Its posts like that....


----------



## Diva Q (May 13, 2008)

I have been using Traegers for competitions with some great successes. I use a Lil Tex and a Texas Style and maybe another great new addition later this summer. 

Power can be hit and miss but we invested in a generator to remove this issue for future comps.


----------



## Kloset BBQR (May 13, 2008)

I have a marine battery with an inverter.  It runs my Fast Eddy without any problem.  Don't need to worry about comp electric now.


----------



## Adrienne1 (May 14, 2008)

We use both Traegers and FEs at comps without issue.  We have inverters with marine batteries, so electricity is not a concern.  Have seen it happen that others unplug extension cords at 'the hub', in order to get power for themselves, without concern for the other guy, so we went the other route, and bought inverters instead of paying for power which was at most times unreliable.  

But I digress . . . . 

Traegers are great at comps as long as it's not too cold or windy, and you have a reliable and constant source of power.

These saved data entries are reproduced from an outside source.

PR #608, opened 2017-01-22
fix #533,  make a zone-mix to handle like electron/nw to patch browser and nodejs

### LINKED ISSUE #533: zone-node does not trigger change detection in Angular-CLI projects since version 1.0.0-beta.20
I use Angular 2 in Electron and created [this](https://github.com/DevWurm/electron-explorer) little sample app, with version 1.0.0-beta.19-3 of the Angular-CLI. In this case the change detection of data, which are altered through Node core functions (fs.readdir) work absolutely fine, when using the zone-node polyfill.

When I tried to build the same app with version 1.0.0-beta.20-4 of the CLI the change detection did not work at all.
I also built the app for Electron and included the zone-node polyfill, but in contrast to the first time I wrote the app, the data got not updated in the UI, when they were altered (i.e. when changing the directory in the file explorer). 

Both versions use Angular 2.1.

There is a small difference in the behaviour when using the plain zone polyfill:<br>
When using zone-node, the data get displayed the first time after loading the view  (they get fetched the first time in the OnViewInit Lifecycle event). When using zone, they don't.

I have absolutely no idea, what could cause the problem, so I don't know, which information could be necessary. Please ask for additional information, if you have any idea!

JiaLiPassion:
fix #533,  in electron/nw.js, we may need to patch both browser API and nodejs API, so we need a zone-mix.js to contains both patched API.

### DIFF
--- a/lib/common/utils.ts
+++ b/lib/common/utils.ts
@@ -50,6 +50,10 @@ export const isNode: boolean =
 export const isBrowser: boolean =
     !isNode && !isWebWorker && !!(typeof window !== 'undefined' && window['HTMLElement']);
 
+// we are in electron of nw, so we are both browser and nodejs
+export const isMix: boolean = typeof process !== 'undefined' &&
+    {}.toString.call(process) === '[object process]' && !isWebWorker &&
+    !!(typeof window !== 'undefined' && window['HTMLElement']);
 
 export function patchProperty(obj, prop) {
   const desc = Object.getOwnPropertyDescriptor(obj, prop) || {enumerable: true, configurable: true};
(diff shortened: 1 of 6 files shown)


lib/common/utils.ts
```diff
@@ -50,6 +50,10 @@ export const isNode: boolean =
 export const isBrowser: boolean =
     !isNode && !isWebWorker && !!(typeof window !== 'undefined' && window['HTMLElement']);
 
+// we are in electron of nw, so we are both browser and nodejs
+export const isMix: boolean = typeof process !== 'undefined' &&
```
mhevery: Why do we call it `mix`? Would `electron` be a better name?

JiaLiPassion: I just wonder if nw.js is the same with electron, if we only handle electron, zone-electron is a better name

JiaLiPassion:
@mhevery , I think nw.js should have the same behavior with electron, so I use zone-mix and isMix name here, please review.

Issue #476, opened 2016-10-03
HTTPS security is compromised by null in Edge


RaleS:
SEC7111: HTTPS security is compromised by null
The error is logged in Edge console window when running zone.js 0.6.25

https://jsfiddle.net/g0mzz515/

vicb:
What is your setup ? Does this happen only in jsfiddle ?

RaleS:
@vicb Not sure why do you ask about the setup. Here is another example with zone.js 0.6.25

https://nspeubk.blob.core.windows.net/temp/zonejsedge.html

vicb:
I should have been clearer, what's Edge version do you use ?
Thanks

RaleS:
It's EdgeHTML 14.14393, Edge 38.14393.0.0, but it also fails in preview Edge 39.14936.1000.0, EdgeHTML 14.14936. Can you reproduce it?

born2net:
same issue here...

patrickmichalina:
Happening here too in an Angular 2 app..

JiaLiPassion:
I did a little debug, I think it is related to fetch promise patch, maybe PR #622 will fix this one.

MichaelBuerge:
Author of PR #622 here. I have a little demo Angular app live that includes said PR (+lots of dev output): https://orino.ch/test/zone.js-fetch/
I'm not seeing the security error anymore there, so it seems that #622 indeed addresses this too.

antonyRoberts:
@JiaLiPassion Can we get this pull request merged?

JiaLiPassion:
@antonyRoberts , sorry I don't have the permission to merge pull request, I think the PR is under review.

MichaelBuerge:
#622

Issue #446, opened 2016-09-15
#445 fix causes uncaught promise rejection in chrome


petewalker:
The fix in #445 causes an uncaught promise rejection in Chrome.

**Chrome Version:** 53.0.2785.116 (64-bit)

**Reproduction:**
1. Go to http://plnkr.co/edit/UwHURsu8rchPkTXoveTZ?p=preview
2. Open up Chrome Dev Tools
3. Refresh the page

**Expected:**

Page refreshes without error

**Actual:**

Page refresh is caught by uncaught rejection:

![screen shot 2016-09-15 at 15 36 52](https://cloud.githubusercontent.com/assets/453816/18554136/1feebcee-7b5b-11e6-8c8b-a09ece62d34f.png)

petewalker:
Actually, is this a bug with chrome devtools? The exception does appear to be being caught - but I don't have "Pause On Caught Exceptions" ticked, as per the screenshot.

jimitndiaye:
Having this same problem on Chrome

M4ttsson:
Having the same problem, Chrome 53.0.2785.116 m (64-bit). 

My angular 2 page works fine in Firefox but gets this error in Chrome:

Traeger helped us to place, most often in the top three ,  in 2007


----------



## monty3777 (May 14, 2008)

Adrienne said:
			
		

> Traegers are great at comps as long as it's not too cold or windy, and you have a reliable and constant source of power.



What are the issues with cold and wind in addition to what would be a problem for a WSM?


----------



## wittdog (May 15, 2008)

The issue with a pellet pooper when it comes to wind and rain and cold is the way it works….the little element that heats the pellets might not get the pellets hot enough with the inclement weather factoring in heat loss ect…The dial that controls the temp might not go up to 11   …. Not to mention water and electronic pit components don’t mix well..(All this being said I’ve never cooked on a outdoor oven  :twisted:  :P    so I could be off base) ….Where as on a WSM…wind might make it run hot or if it’s cold..you just need to open the vents more to bring in more O2.…more O2 hotter fire..I've used my WSMs in real cold weather and haven't had any issue getting it up to temps other than having to use more charcoal and having the vents open more than normal


----------



## Kloset BBQR (May 15, 2008)

A traeger will work just fine in sub-zero temperatures and in rain.  The only difference is it will use much more fuel since it is not insulated.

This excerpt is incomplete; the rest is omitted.